We find that DNA methylation in neonatal blood is associated with birthweight, with a difference in birthweight ranging from -183 to 178 grams per 10% increase in methylation

Citation:
Küpers LK, Monnereau C, Sharp GC, Yousefi P, Salas LA, Ghantous A, ..., Huang RC, et al. Meta-analysis of epigenome-wide association studies in neonates reveals widespread differential DNA methylation associated with birthweight. Nature Communications. 2019;10(1):1893

Abstract:
Birthweight is associated with health outcomes across the life course, DNA methylation may be an underlying mechanism. In this meta-analysis of epigenome-wide association studies of 8,825 neonates from 24 birth cohorts in the Pregnancy And Childhood Epigenetics Consortium, we find that DNA methylation in neonatal blood is associated with birthweight at 914 sites, with a difference in birthweight ranging from -183 to 178 grams per 10% increase in methylation (PBonferroni < 1.06 x 10-7).

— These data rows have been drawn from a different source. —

PR #4902, opened 2026-06-02
feat(manage_prd): add built-in PRD CRUD tool with frontend renderer

Saint-Yin:
Replace the plugin-based manage_prd tool with a built-in tool that
  provides create/add/update/delete/mark_passed operations on prd.json.
  Add a frontend ManagePRDRenderer component with i18n support, loading/
  error states, and interactive story table. Add /prd API endpoint for
  frontend to fetch PRD data. Clean up unused plugin hooks and constants.

## Description
Add a built-in manage_prd tool (src/qwenpaw/agents/tools/manage_prd.py) for CRUD operations on prd.json in Mission Mode, replacing the old plugin-based tool.

  - New /prd API endpoint (src/qwenpaw/app/routers/prd.py) with optional timestamp query param for historical snapshot retrieval
  - New PRDViewer frontend component (console/src/components/PRDViewer/) with i18n support, loading/error states, and interactive story table
  - Removed old plugins/bundle/cloudpaw/tools/manage_prd.py
  - CloudPaw plugin hooks/constants updated accordingly
  - CloudPaw plugin UI (ui/src/index.ts) migrated from hardcoded dark mode colors to Ant Design theme.useToken()

**Related Issue:** N/A (new feature)

## Type of Change

- [ ] Bug fix
- [x] New feature
- [ ] Breaking change
- [ ] Documentation
- [ ] Refactoring

## Component(s) Affected

- [ ] Skills
- [ ] CLI
- [ ] Documentation (website)
- [ ] Tests
- [ ] CI/CD
- [ ] Scripts / Deploy

## Checklist

- [x] Ready for review

- [x] I ran `./scripts/check-channels.sh` (or `./scripts/check-channels.sh --changed`) and it passes
- [x] **Contract test** exists in `tests/contract/channels/test_<channel>_contract.py` (REQUIRED)
- [x] Contract test implements `create_instance()` with proper channel initialization
- [x] All 19 contract verification points pass (see `tests/contract/channels/__init__.py`)

### UI Verification

  **Method 1: Create a Mission task via the UI (recommended)**
  1. After launching the app, enter a task description in the chat (e.g., "build me a personal homepage")
  2. The agent enters Mission Mode, Phase 1, and calls `manage_prd(operation="create", ...)` to create the PRD
  3. Verify the frontend automatically renders the PRD table with columns: status, ID, title, priority, description, acceptanceCriteria
  4. Verify the loading state (spinner while fetching) and error state (error message when the API fails)
  5. Verify dark/light theme switching correctly applies theme tokens to the table

  **Method 2: Use mock data to create a PRD**
  - Call the `/prd` API directly or manually construct a PRD JSON to verify rendering

  ### Backend Verification
  - `pre-commit run --file src/qwenpaw/agents/tools/manage_prd.py` passes
  - `pre-commit run --file src/qwenpaw/app/routers/prd.py` passes

  ### Frontend Verification
  - `cd console && npm run build` passes
  - `cd console && npm run format:check` passes

```bash
./scripts/check-channels.sh --changed
========================================
CoPaw Channel Pre-Commit Check
========================================

Detecting changed channels...
✅ No channel changes detected

pre-commit run --all-files
# paste summary result
pytest

=========================================================================================================== 3145 passed, 3 skipped, 50 warnings in 303.88s (0:05:03) ============================================================================================================
# paste summary result
```

## Additional Notes

[Optional: any other context]
image
image


xuanrui-L:
Suggest modifying the Mission mode prompt: avoid still using `write_file` to update the PRD.

Saint-Yin:
> Suggest modifying the Mission mode prompt: avoid still using `write_file` to update the PRD.

This has been addressed in this PR:

  - `src/qwenpaw/agents/mission/prompts.py` — added Step 0c with complete `manage_prd` examples for all operations (create/add/update/delete/mark_passed)
  - `mission_runner.py` — updated `_PRD_FIX_PROMPT` to guide agents to use `manage_prd` instead of `write_file`
  - Master prompt Rule2 — "PRD operations ONLY via `manage_prd`"

  Also verified with 8B model, screenshot attached:
image

@xuanrui-L

xuanrui-L:
LGTM

xuanrui-L (approved):

xuanrui-L:
pls resolve conflicts

rayrayraykk (changes requested):
**Commits:**
- `b05ae5cb` feat(manage_prd): add built-in PRD CRUD tool with frontend renderer
- `775085a2` fix(mission): improve manage_prd prompt guidance and sort PRDViewer by id

**Scope:** Moves `manage_prd` from the CloudPaw plugin into the core codebase (built-in tool + built-in frontend renderer), adds a `/prd` API endpoint, and updates mission prompts to mandate `manage_prd` usage.

---

## Summary of Changes

| Area | Files | Description |
|------|-------|-------------|
| Backend tool | `src/qwenpaw/agents/tools/manage_prd.py` (new, 602 lines) | Core CRUD tool for prd.json (create/add/update/delete/mark_passed) with snapshot support |
| API router | `src/qwenpaw/app/routers/prd.py` (new, 42 lines) | GET `/prd` endpoint to read prd.json or historical snapshots |
| Frontend | `console/src/components/PRDViewer/` (new, 383+107 lines) | React component with Ant Design table for PRD rendering |
| Config | `src/qwenpaw/config/config.py` | Register `manage_prd` as built-in tool |
| Agent wiring | `react_agent.py`, `tools/__init__.py` | Export and register `manage_prd` |
| Prompts | `mission_runner.py`, `prompts.py` | Update prompts to enforce `manage_prd` tool usage |
| Plugin removal | `plugins/bundle/cloudpaw/` (multiple files) | Remove `manage_prd` from plugin (tools, hooks, constants, UI, docs) |
| App | `_app.py` | Add no-cache headers to console index |
| Console entry | `main.tsx` | Register `PRDViewer` as built-in tool renderer |

---

## Critical Issues

### 1. [BUG] All handler coroutines are eagerly awaited in `handler_map` construction

**File:** `src/qwenpaw/agents/tools/manage_prd.py:608-624`

```python
handler_map: dict[str, Any] = {
    "add": _handle_add(prd_path, prd, prd_stories, story),
    "update": _handle_update(...),
    "delete": _handle_delete(prd_path, prd, prd_stories, story_ids),
    "mark_passed": _handle_mark_passed(...),
}
handler = handler_map.get(op)
...
return await handler
```

All four `async` handler functions are **called immediately** when building the dict (creating coroutines), not just referenced. This means:
- All 4 coroutines are created regardless of which operation is requested.
- The 3 unused coroutines are never awaited, which triggers `RuntimeWarning: coroutine '...' was never awaited` and is a resource leak.
- If any unused handler has a side effect during coroutine creation (unlikely here but fragile), it would execute.

**Fix:** Use lambdas or only call the matching handler:
```python
if op == "add":
    return await _handle_add(prd_path, prd, prd_stories, story)
elif op == "update":
    return await _handle_update(...)
...
```

### 2. [BUG] Unbound variable `prd` when `prd_path` doesn't exist

**File:** `src/qwenpaw/agents/tools/manage_prd.py:590-602`

```python
if not prd_path.exists():
    msg = f"prd.json not found: {prd_path}"
else:
    prd, err = _load_prd(prd_path)
    if prd is None:
        msg = err
    else:
        msg = ""

if msg:
    return _error_response(msg)

assert prd is not None  # prd may be unbound if prd_path didn't exist
```

If `prd_path.exists()` is False, `msg` is set to a non-empty string, so `_error_response` is returned. This is technically safe because the early return prevents reaching the `assert`. However, **static analysis tools (pyright, mypy) will flag `prd` as potentially unbound**, and the logic is fragile — a future editor could accidentally break the invariant.

**Suggestion:** Move the `assert` and subsequent code inside an explicit `else` block, or restructure:
```python
if not prd_path.exists():
    return _error_response(f"prd.json not found: {prd_path}")

prd, err = _load_prd(prd_path)
if prd is None:
    return _error_response(err)
```

### 3. [SECURITY] Path traversal in `/prd` API endpoint

**File:** `src/qwenpaw/app/routers/prd.py:19-30`

```python
base = Path(loop_dir).expanduser().resolve()
prd_path = base / "prd.json"

if timestamp:
    snap_path = base / "snapshots" / f"{timestamp}.json"
```

- `loop_dir` is user-supplied and passed directly to `Path()`. While `.resolve()` canonicalizes it, there's **no validation that the resolved path is within an allowed directory** (e.g., the workspace or a mission loop dir). An attacker could read any `prd.json` on the filesystem.
- `timestamp` is user-supplied and inserted into a filename. Although `.resolve()` would canonicalize `../` sequences, a timestamp like `../../etc/passwd` would resolve to `base/snapshots/../../etc/passwd.json` which is `base/etc/passwd.json` — not exploitable for arbitrary file read, but still unexpected. A regex check like `r'^\d{8}-\d{6}$'` would be safer.

**Recommendation:** Validate that `loop_dir` is within an expected base directory, and validate `timestamp` format.

---

## Major Issues

### 4. [DESIGN] `import re` inside function body

**File:** `src/qwenpaw/agents/tools/manage_prd.py:79`

```python
def _to_kebab_case(text: str) -> str:
    import re  # <-- should be at module top
    ...
```

Per the project's CLAUDE.md: *"Python开发项目内要用相对引用，并且尽量放在文件开头部分，不要在代码中间import"*. The `re` import should be at the top of the file.

### 5. [DESIGN] `_ok_response` default mutable argument

**File:** `src/qwenpaw/agents/tools/manage_prd.py:176`

```python
def _ok_response(message: str, data: dict = None) -> ToolResponse:
```

Using `None` as default for `data` is fine here (it's checked with `if data:`), but the same pattern in the old plugin code used `data: dict = None` too. This is acceptable but worth noting that `data` is never mutated in-place — the pattern is safe.

### 6. [DESIGN] Missing `__all__` entry consideration for `manage_prd` module

The tool is added to `__all__` in `tools/__init__.py` (line 64), which is correct. However, `manage_prd` is also unconditionally registered in `react_agent.py` (line 304) alongside agent management tools like `submit_to_agent`, `check_agent_task`, `spawn_subagent`. This means **`manage_prd` is available to ALL agents, not just mission mode agents**. Is this intentional? Regular coding agents don't need PRD management. Consider gating it behind mission mode or a config check.

### 7. [FRONTEND] Excessive `as any` type casts in PRDViewer

**File:** `console/src/components/PRDViewer/index.tsx`

The component uses `(data as any)?.content?.[0]?.data` and similar casts extensively (15+ occurrences). While the `data: unknown` prop type is intentionally loose (tool data shape varies), defining even a partial interface would improve readability and catch typos:

```typescript
interface ToolMessage {
  status?: string;
  content?: Array<{ data?: { arguments?: string; output?: unknown } }>;
}
```

---

## Minor Issues

### 8. Sorting difference between old plugin and new code

- **Old plugin (removed):** sorts by `priority` — `(a.priority || 99) - (b.priority || 99)`
- **New frontend (PRDViewer):** sorts by `id` — `(a.id as string).localeCompare(b.id as string, undefined, { numeric: true })`

The commit message says "sort PRDViewer by id" which was intentional, but this is a **behavioral change** from the plugin version. Worth confirming this is the desired UX.

### 9. Snapshot directory grows unbounded

**File:** `src/qwenpaw/agents/tools/manage_prd.py:137-146`

Every `_save_prd` call creates a new snapshot in `loop_dir/snapshots/`. For long-running missions with many operations, this directory can accumulate many files. Consider adding a cleanup policy (e.g., keep last N snapshots, or snapshots from last 24h).

### 10. Old plugin error messages in Chinese, new tool in English — inconsistency

The old `plugins/bundle/cloudpaw/tools/manage_prd.py` used Chinese error messages (`"story ID '...' 已存在"`), while the new `src/qwenpaw/agents/tools/manage_prd.py` uses English (`"story ID '...' already exists"`). This is an improvement for the core codebase, just noting the intentional change.

### 11. `_handle_update` uses bare `assert`

**File:** `src/qwenpaw/agents/tools/manage_prd.py:379`

```python
fields, err = _parse_fields(fields)
if fields is None:
    return _error_response(err)
assert isinstance(fields, dict)
```

`assert` statements can be disabled with `-O` flag. This is a type-narrowing assert that's safe in practice but could use a type guard pattern instead.

### 12. Frontend fetches PRD on every render cycle

**File:** `console/src/components/PRDViewer/index.tsx:307-311`

```tsx
useEffect(() => {
    if (!isLoading && isSuccess && loopDir) {
        fetchPrd();
    }
}, [isLoading, isSuccess, loopDir, fetchPrd, snapshotTs]);
```

The `snapshotTs` dependency is updated in another `useEffect` from `toolResult`, which can cause a double-fetch: first when `isSuccess` becomes true (before `snapshotTs` is set), then again when `snapshotTs` is updated. Consider combining the two effects or using the timestamp directly from `toolResult` in `fetchPrd`.

### 13. No-cache headers only on index.html

**File:** `src/qwenpaw/app/_app.py:689-693`

```python
return FileResponse(
    _CONSOLE_INDEX,
    headers={
        "Cache-Control": "no-cache, no-store, must-revalidate",
        "Pragma": "no-cache",
    },
)
```

Adding no-cache to the console index is reasonable for development, but `must-revalidate` combined with `no-store` is redundant. Also, this doesn't affect JS/CSS bundles served by the static file mount — if the goal is to bust caches after plugin updates, the bundled assets also need cache-busting (usually via hash-based filenames).

### 14. Line length compliance

Per CLAUDE.md: *"Python开发每行代码\注释不要超过79"*. Several lines in `manage_prd.py` appear to exceed 79 characters. Run `pre-commit run --file src/qwenpaw/agents/tools/manage_prd.py` to verify.

---

## Positive Observations

1. **Good architectural decision** to move `manage_prd` from plugin to core — it's tightly coupled to mission mode which is a core feature. Eliminates the brittle plugin-to-core dependency.

2. **Snapshot mechanism** is a nice addition over the old backup approach. The old plugin created `.bak` files in-place; the new code uses a dedicated `snapshots/` directory with timestamp-based files, enabling the frontend to show historical PRD states.

3. **Proper i18n** — the new `PRDViewer` component uses `react-i18next` with translations for 6 languages, whereas the old plugin UI hardcoded Chinese strings.

4. **Better code structure** — the new tool code is well-decomposed into small helper functions (`_validate_create_params`, `_parse_stories`, `_build_story`, `_validate_stories_list`, etc.) compared to the monolithic old implementation.

5. **Clean plugin removal** — the CloudPaw plugin is properly cleaned up: tool registration, constants, hooks, UI renderer, and documentation are all updated consistently.

---

## Verdict

The PR accomplishes a meaningful architectural improvement by promoting `manage_prd` from plugin to core. The code quality is generally good with proper i18n, decomposed helpers, and snapshot support. However, **Issue #1 (eagerly created coroutines)** is a genuine bug that should be fixed before merge, and **Issue #2 (unbound variable)** and **Issue #3 (path traversal)** deserve attention.

**Recommendation:** Request changes for issues #1-#3, consider #4 and #6.

Saint-Yin:
@rayrayraykk 
  #1 — Eager coroutines in handler_map ✅ Fixed
  
  Replaced the handler_map dict with an explicit if/elif chain. Only the matching handler coroutine is created and
   awaited, eliminating the RuntimeWarning: coroutine was never awaited for the 3 unused handlers.

  #2 — Unbound variable prd ✅ Fixed

  Replaced the if/else/msg + assert prd is not None pattern with two independent early returns. No unbound
  variable path remains.

  #3 — Path traversal in /prd API ✅ Fixed

  Added validation using constant.WORKING_DIR (same approach as files.py). The resolved loop_dir must be within
  WORKING_DIR via is_relative_to(). The timestamp parameter is validated against ^\d{8}-\d{6}$ to reject injection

In additional analyses in 7,278 participants, <1.3% of birthweight-associated differential methylation is also observed in childhood and adolescence, but not adulthood. Birthweight-related CpGs overlap with some Bonferroni-significant CpGs that were previously reported to be related to maternal smoking (55/914, p = 6.12 x 10-74) and BMI in pregnancy (3/914, p = 1.13x10-3), but not with those related to folate levels in pregnancy. Whether the associations that we observe are causal or explained by confounding or fetal growth influencing DNA methylation (i.e. reverse causality) requires further research.